[Stored items]
.....

PR #5058, opened 2022-01-04
GRIB2: use CSV tables instead of hard-coded tables

rouault:
- mode degrib hard-coded tables (Table 4.2 that describes the parameter and its units) to .csv files in the data/ directory 
- merge their content with CSV files from WMO (https://github.com/wmo-im/GRIB2)


rouault:
CC @tomkralidis

efucile:
@rouault excellent that you get the tables from the WMO GRIB2 repo. I have a suggestion for an improvement. We release new tables every six months. To keep track of which table you are merging it is better to get them from the tagged release rather than master and make the version number accessible to users. Latest release is here https://github.com/wmo-im/GRIB2/releases/tag/v28.1

rouault:
> o keep track of which table you are merging it is better to get them from the tagged release rather than master and make the version number accessible to users

done in follow-up commit

PR #5059, opened 2022-01-04
configure/CMake: add selection of qhull_r vs qhullstatic_r

rouault:
CC @SpaceIm

### DIFF
--- a/configure.ac
+++ b/configure.ac
@@ -4706,7 +4706,6 @@ elif test "$with_qhull" = "yes" -o "$with_qhull" = "" ; then
         AC_MSG_ERROR([--with-qhull requested, but library not found!])
       else
         QHULL_SETTING=internal
-        QHULL_INCLUDE_SUBDIR_IS_LIBQHULL=1
       fi
     fi
   fi
--- a/configure.ac
+++ b/configure.ac
@@ -4677,21 +4677,37 @@ if test "$with_qhull" = "no" ; then
 
 elif test "$with_qhull" = "yes" -o "$with_qhull" = "" ; then
 
-  AC_CHECK_HEADERS([libqhull_r/libqhull_r.h])
-  if test "$ac_cv_header_libqhull_r_libqhull_r_h" = "yes"; then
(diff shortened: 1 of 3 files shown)


SpaceIm:
Regarding the CMake part, do you try to find Qhull config file first? If not, it would be a more reliable approach.

Basically something like this:

- include a module file like `external-qhull.cmake` (not FindQHULL to avoid conflicts with config files).
- in this module file, find first config file (prefer over pkg-config because it doesn't require pkg-config installed), then pkg-config files, then fallback to manual discovery of libs (fragile approach, this is why it should be the last attempt).

rouault:
> Regarding the CMake part, do you try to find QHull config file first?

you mean the Qhull cmake config file ? No, I just see there's one. The current state of things is that it uses pkg-config first, and then fallbacks to manual discovery.

Your suggestions sound reasonable, but I'm not sure I want to go myself in that level of complexity (none of the other libraries use such a complex approach). I'll let you follow up with a complementary PR if you are interested in.

configure.ac
```diff
@@ -4677,21 +4677,37 @@ if test "$with_qhull" = "no" ; then
...
+
+  PKG_PROG_PKG_CONFIG([0.21])
+  PKG_CHECK_MODULES([QHULL],[$with_qhull_pkgname], [HAVE_QHULL=yes], [HAVE_QHULL=no])
+
+  dnl First try with pkg-config
+  if test "$HAVE_QHULL" = "yes" ; then
+    QHULL_SETTING=external
+    CFLAGS="$CFLAGS $QHULL_CFLAGS"
+    LIBS="$LIBS $QHULL_LIBS"
+  else
```
SpaceIm, line 4694: `QHULL_INCLUDE_SUBDIR_IS_LIBQHULL` check logic is missing if non-reentrant.

rouault: > `QHULL_INCLUDE_SUBDIR_IS_LIBQHULL` check logic is missing if non-reentrant.

non-reentrant qhull is no longer supported in master. I've just removed the remaining trace of QHULL_INCLUDE_SUBDIR_IS_LIBQHULL in configure.ac which is no longer needed

Issue #5060, opened 2022-01-04
FlatGeobuf; CRS WKT risk of wrong encoding


bjornharrtell:
I believe https://github.com/OSGeo/gdal/blob/7b5075b67201a1f6945b9e80d83364addf390184/ogr/ogrsf_frmts/flatgeobuf/ogrflatgeobuflayer.cpp#L353 can result in a string with some system or source specific encoding.

(All strings in FlatGeobuf are mandated to be UTF-8 and other encodings can cause issues)

rouault:
if the CRS wasn't instantiated with something like proj_create(, ... "EPSG:XXXX"), but from a user-provided string, then PROJ will return in whatever encoding the user provided the string. Perhaps the issue is due to QGIS saving a .prj file with a non-UTF8 encoding ?
You could possibly use CPLIsUTF8() to check the string is UTF8 and then remove any char > 127 (we might have a generic CPLForceUTF8() function to do that)

rouault:
Fixed per https://github.com/OSGeo/gdal/pull/5062

PR #5062, opened 2022-01-04
FlatGeobuf: If CRS WKT detected to be non UTF-8 force it

bjornharrtell:
ref https://github.com/OSGeo/gdal/issues/5060


bjornharrtell:
@rouault I think this is ready to be squash merged.

bjornharrtell:
And just when I wrote that I realized I had the conditional the wrong way... fixed.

.....

Action item –
Lines to set down from above: the line with "QHULL_SETTING=internal", the line with "you mean the", and every line between, each exactly as written.

Result of the task –
         QHULL_SETTING=internal
-        QHULL_INCLUDE_SUBDIR_IS_LIBQHULL=1
       fi
     fi
   fi
--- a/configure.ac
+++ b/configure.ac
@@ -4677,21 +4677,37 @@ if test "$with_qhull" = "no" ; then
 
 elif test "$with_qhull" = "yes" -o "$with_qhull" = "" ; then
 
-  AC_CHECK_HEADERS([libqhull_r/libqhull_r.h])
-  if test "$ac_cv_header_libqhull_r_libqhull_r_h" = "yes"; then
(diff shortened: 1 of 3 files shown)


SpaceIm:
Regarding the CMake part, do you try to find Qhull config file first? If not, it would be a more reliable approach.

Basically something like this:

- include a module file like `external-qhull.cmake` (not FindQHULL to avoid conflicts with config files).
- in this module file, find first config file (prefer over pkg-config because it doesn't require pkg-config installed), then pkg-config files, then fallback to manual discovery of libs (fragile approach, this is why it should be the last attempt).

rouault:
> Regarding the CMake part, do you try to find QHull config file first?

you mean the Qhull cmake config file ? No, I just see there's one. The current state of things is that it uses pkg-config first, and then fallbacks to manual discovery.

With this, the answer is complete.